Work instruction = Could you please count how many lines in the data below hold the string "list"? Reply with only the number.

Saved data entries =
== Segment start ==
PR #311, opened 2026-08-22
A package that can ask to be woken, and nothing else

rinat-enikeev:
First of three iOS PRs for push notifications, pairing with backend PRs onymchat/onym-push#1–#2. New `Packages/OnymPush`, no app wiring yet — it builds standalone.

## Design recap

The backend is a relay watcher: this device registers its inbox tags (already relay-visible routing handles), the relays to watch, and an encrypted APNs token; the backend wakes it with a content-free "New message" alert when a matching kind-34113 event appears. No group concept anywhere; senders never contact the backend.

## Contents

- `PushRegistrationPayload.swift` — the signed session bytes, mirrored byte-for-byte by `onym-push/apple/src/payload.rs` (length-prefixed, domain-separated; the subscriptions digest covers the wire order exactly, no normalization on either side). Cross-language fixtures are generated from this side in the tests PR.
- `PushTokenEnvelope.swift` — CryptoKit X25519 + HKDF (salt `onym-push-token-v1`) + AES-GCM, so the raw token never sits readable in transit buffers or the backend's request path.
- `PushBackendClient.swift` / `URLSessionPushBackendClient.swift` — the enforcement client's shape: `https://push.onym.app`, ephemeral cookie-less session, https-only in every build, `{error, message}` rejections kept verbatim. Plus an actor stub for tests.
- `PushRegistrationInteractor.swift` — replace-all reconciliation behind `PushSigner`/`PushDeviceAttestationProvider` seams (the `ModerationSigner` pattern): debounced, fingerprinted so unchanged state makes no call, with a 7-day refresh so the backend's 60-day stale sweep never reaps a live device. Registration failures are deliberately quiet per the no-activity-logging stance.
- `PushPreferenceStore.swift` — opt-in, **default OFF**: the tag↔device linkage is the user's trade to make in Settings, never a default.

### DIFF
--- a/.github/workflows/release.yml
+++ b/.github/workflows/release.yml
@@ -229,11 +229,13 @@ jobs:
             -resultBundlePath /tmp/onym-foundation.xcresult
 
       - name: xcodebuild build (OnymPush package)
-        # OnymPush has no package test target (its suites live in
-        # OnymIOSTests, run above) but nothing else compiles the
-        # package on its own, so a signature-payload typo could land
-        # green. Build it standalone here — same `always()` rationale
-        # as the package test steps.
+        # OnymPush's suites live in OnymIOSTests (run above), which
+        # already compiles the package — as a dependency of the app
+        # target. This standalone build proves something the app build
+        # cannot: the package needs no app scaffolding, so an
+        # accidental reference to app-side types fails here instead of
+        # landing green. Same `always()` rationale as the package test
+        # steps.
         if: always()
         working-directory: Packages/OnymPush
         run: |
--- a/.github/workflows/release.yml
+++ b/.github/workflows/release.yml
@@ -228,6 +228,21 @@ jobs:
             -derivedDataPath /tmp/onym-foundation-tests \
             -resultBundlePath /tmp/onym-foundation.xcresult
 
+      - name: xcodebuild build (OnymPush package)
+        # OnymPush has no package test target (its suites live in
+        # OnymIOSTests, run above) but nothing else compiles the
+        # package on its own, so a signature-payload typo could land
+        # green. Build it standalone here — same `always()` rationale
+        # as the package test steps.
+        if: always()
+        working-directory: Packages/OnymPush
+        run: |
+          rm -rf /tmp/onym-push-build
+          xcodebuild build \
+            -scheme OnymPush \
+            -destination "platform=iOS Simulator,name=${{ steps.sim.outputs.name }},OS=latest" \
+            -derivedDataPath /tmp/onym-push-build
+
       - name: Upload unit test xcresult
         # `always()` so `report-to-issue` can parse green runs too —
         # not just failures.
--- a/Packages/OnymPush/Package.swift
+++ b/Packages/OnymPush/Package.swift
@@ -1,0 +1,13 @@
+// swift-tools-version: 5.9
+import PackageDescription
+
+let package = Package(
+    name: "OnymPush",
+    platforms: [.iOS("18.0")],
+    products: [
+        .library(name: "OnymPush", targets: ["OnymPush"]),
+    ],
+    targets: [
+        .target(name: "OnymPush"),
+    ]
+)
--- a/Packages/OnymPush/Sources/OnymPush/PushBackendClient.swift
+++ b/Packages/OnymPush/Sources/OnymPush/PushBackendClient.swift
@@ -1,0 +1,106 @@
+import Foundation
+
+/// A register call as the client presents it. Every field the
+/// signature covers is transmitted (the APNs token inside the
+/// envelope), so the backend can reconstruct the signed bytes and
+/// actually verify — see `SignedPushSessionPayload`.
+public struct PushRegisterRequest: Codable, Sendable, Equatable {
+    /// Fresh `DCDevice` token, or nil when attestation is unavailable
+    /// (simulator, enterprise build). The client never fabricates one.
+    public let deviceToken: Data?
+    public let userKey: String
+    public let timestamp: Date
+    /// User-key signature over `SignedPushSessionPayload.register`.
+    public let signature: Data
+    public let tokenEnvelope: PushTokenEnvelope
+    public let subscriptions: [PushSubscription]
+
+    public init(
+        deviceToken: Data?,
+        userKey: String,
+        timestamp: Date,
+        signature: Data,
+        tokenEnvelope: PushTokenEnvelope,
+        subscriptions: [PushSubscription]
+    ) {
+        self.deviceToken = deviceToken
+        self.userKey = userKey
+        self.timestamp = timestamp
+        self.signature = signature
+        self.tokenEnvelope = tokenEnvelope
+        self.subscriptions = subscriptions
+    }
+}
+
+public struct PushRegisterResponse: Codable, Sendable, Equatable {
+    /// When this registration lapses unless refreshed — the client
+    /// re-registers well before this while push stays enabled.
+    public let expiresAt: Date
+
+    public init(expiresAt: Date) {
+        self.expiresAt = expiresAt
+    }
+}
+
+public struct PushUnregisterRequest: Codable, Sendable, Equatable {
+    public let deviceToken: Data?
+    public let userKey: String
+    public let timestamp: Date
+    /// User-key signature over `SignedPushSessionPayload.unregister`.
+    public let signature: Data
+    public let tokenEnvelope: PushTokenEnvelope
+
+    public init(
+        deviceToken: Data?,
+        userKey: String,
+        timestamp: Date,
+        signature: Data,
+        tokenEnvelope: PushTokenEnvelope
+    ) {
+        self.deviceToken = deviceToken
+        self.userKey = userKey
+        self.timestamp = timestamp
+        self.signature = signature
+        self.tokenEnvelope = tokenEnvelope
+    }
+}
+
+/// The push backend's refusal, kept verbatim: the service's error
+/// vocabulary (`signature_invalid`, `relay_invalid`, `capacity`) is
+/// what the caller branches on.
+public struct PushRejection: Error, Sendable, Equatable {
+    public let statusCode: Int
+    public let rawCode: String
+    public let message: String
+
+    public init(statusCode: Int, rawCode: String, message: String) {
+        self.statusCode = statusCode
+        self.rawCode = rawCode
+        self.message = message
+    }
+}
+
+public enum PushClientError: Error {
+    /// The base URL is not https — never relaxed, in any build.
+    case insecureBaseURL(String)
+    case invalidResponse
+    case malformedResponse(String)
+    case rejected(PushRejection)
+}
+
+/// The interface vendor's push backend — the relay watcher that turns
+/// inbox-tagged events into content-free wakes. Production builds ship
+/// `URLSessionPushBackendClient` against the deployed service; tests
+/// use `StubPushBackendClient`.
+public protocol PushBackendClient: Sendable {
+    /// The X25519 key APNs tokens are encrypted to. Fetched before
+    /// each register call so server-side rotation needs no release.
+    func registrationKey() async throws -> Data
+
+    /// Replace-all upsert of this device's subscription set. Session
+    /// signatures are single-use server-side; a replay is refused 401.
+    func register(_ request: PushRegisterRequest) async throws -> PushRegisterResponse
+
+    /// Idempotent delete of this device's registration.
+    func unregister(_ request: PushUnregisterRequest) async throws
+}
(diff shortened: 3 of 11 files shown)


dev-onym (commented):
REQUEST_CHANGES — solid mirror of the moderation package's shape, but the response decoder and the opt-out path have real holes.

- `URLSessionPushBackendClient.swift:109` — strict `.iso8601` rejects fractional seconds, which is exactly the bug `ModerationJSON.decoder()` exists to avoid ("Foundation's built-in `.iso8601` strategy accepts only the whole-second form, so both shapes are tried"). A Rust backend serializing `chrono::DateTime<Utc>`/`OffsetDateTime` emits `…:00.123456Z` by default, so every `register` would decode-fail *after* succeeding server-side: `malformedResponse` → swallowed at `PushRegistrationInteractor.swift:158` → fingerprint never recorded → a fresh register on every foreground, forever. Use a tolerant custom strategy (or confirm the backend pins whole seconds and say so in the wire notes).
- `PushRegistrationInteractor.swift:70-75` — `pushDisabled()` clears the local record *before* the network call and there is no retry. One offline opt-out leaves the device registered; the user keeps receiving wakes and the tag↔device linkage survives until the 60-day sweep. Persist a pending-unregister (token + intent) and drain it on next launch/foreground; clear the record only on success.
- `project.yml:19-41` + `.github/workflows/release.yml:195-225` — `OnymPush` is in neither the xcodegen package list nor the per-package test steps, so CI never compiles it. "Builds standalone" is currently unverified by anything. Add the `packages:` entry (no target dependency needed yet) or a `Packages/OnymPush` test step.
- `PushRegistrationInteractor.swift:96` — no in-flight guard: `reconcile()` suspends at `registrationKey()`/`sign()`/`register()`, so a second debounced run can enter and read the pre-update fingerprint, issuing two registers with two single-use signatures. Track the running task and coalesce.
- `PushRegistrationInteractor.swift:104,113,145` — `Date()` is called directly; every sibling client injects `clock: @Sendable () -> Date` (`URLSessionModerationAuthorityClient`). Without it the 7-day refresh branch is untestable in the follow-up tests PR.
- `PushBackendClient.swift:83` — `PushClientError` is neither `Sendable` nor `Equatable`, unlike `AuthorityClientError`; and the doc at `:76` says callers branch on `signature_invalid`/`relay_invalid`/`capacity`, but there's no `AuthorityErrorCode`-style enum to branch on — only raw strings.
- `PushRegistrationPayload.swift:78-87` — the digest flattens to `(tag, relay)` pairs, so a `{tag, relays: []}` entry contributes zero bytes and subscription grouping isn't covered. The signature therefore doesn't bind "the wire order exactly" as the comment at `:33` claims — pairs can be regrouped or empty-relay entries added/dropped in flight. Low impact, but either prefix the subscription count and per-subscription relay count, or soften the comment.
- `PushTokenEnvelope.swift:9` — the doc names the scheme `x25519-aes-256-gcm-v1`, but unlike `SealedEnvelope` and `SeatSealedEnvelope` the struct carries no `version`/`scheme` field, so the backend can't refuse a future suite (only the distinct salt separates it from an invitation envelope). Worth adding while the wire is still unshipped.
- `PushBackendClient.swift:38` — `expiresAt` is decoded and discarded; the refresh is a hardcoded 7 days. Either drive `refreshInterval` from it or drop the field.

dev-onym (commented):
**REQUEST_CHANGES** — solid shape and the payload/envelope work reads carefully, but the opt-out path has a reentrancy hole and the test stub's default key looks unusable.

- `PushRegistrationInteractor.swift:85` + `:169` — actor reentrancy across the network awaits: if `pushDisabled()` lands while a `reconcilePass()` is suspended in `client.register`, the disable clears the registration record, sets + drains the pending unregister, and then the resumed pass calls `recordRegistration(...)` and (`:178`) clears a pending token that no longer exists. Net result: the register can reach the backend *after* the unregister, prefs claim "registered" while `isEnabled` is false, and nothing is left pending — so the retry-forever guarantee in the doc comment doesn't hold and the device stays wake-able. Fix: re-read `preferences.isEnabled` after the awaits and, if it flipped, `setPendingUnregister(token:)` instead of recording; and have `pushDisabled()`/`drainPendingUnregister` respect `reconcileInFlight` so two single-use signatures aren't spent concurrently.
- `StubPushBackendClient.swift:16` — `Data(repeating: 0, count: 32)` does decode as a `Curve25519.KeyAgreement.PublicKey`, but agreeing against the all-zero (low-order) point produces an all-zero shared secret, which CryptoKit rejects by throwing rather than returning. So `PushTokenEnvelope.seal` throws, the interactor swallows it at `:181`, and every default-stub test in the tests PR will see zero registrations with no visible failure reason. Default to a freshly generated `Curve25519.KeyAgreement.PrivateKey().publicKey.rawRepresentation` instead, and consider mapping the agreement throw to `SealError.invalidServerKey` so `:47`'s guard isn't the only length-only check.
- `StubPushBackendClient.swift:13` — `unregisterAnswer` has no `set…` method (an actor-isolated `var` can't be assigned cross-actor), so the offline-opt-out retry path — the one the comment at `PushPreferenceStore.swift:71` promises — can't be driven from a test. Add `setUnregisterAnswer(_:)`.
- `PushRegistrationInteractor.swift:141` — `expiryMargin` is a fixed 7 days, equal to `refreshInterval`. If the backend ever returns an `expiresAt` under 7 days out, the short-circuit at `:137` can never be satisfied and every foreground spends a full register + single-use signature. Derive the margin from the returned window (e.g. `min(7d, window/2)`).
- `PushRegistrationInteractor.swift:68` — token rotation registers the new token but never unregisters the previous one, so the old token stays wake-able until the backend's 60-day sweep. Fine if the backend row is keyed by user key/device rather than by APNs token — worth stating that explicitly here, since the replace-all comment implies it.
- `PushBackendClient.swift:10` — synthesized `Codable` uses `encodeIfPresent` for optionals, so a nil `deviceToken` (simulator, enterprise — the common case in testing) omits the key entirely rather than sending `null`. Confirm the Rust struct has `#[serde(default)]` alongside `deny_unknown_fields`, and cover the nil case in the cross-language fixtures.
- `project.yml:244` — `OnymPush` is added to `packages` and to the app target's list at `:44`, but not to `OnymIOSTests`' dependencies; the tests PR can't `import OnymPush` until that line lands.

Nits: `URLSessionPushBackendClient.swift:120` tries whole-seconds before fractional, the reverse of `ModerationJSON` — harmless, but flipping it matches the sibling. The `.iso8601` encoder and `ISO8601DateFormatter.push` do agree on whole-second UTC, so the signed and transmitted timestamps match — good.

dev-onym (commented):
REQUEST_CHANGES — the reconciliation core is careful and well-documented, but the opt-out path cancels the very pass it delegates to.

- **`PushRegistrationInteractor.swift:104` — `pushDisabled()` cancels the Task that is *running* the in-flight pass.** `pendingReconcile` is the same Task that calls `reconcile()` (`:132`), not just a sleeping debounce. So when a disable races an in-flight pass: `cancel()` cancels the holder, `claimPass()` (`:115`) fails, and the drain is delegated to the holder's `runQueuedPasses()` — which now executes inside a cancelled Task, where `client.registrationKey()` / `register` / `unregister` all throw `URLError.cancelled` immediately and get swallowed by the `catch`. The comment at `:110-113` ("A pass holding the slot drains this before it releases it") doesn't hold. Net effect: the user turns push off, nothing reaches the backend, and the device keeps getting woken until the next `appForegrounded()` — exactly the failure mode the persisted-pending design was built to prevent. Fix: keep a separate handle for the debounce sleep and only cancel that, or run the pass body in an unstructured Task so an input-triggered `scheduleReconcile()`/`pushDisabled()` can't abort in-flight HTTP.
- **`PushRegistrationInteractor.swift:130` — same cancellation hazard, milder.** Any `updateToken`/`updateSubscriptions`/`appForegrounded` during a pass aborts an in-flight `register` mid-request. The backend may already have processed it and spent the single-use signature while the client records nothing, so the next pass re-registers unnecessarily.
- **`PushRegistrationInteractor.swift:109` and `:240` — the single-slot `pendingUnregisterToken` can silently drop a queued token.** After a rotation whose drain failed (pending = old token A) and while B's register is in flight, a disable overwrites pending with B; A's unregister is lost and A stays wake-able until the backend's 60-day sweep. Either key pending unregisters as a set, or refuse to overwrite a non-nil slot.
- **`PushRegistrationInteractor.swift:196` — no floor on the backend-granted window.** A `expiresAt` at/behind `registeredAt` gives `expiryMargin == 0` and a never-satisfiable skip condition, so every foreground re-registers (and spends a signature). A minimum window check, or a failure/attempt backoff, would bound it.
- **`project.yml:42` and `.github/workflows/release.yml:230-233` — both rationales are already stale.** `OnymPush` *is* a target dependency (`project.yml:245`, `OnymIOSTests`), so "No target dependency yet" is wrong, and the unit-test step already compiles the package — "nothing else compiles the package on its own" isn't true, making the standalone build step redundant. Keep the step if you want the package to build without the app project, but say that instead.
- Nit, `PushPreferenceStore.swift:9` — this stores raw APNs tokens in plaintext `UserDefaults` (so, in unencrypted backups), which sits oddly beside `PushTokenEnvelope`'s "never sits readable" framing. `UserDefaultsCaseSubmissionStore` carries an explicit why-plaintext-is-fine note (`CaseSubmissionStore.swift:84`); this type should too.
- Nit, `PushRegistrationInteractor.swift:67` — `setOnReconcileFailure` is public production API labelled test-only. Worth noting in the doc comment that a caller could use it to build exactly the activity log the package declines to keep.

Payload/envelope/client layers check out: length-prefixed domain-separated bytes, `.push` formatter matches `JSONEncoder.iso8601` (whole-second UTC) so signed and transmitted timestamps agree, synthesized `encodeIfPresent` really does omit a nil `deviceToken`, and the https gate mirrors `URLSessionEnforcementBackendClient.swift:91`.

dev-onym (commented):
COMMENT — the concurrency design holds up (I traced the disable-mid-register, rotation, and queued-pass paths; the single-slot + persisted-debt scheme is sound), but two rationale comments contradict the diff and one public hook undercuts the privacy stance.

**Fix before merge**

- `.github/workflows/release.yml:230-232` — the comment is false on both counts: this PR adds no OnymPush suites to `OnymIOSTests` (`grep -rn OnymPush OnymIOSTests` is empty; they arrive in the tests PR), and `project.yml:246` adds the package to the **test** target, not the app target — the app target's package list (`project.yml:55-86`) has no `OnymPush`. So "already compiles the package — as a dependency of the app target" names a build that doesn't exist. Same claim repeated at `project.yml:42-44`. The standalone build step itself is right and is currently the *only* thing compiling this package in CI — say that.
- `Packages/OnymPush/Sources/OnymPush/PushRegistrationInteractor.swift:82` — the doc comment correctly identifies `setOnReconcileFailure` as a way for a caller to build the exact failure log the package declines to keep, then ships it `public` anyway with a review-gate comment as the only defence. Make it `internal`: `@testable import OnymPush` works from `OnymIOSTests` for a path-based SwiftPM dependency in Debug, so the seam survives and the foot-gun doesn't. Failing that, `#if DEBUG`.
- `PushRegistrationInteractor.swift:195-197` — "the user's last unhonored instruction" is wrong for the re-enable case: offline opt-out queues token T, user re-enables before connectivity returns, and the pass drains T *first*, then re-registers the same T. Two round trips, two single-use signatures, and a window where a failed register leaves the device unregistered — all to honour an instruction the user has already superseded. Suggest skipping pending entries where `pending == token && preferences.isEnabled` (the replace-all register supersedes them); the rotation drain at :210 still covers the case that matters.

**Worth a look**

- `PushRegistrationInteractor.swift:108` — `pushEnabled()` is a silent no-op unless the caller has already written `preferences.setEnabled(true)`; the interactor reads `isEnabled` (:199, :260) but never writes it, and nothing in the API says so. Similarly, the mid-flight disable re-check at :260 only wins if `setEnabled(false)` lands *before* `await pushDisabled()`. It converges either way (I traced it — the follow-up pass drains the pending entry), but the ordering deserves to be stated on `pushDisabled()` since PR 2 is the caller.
== Segment end ==
Solution to the problem = 3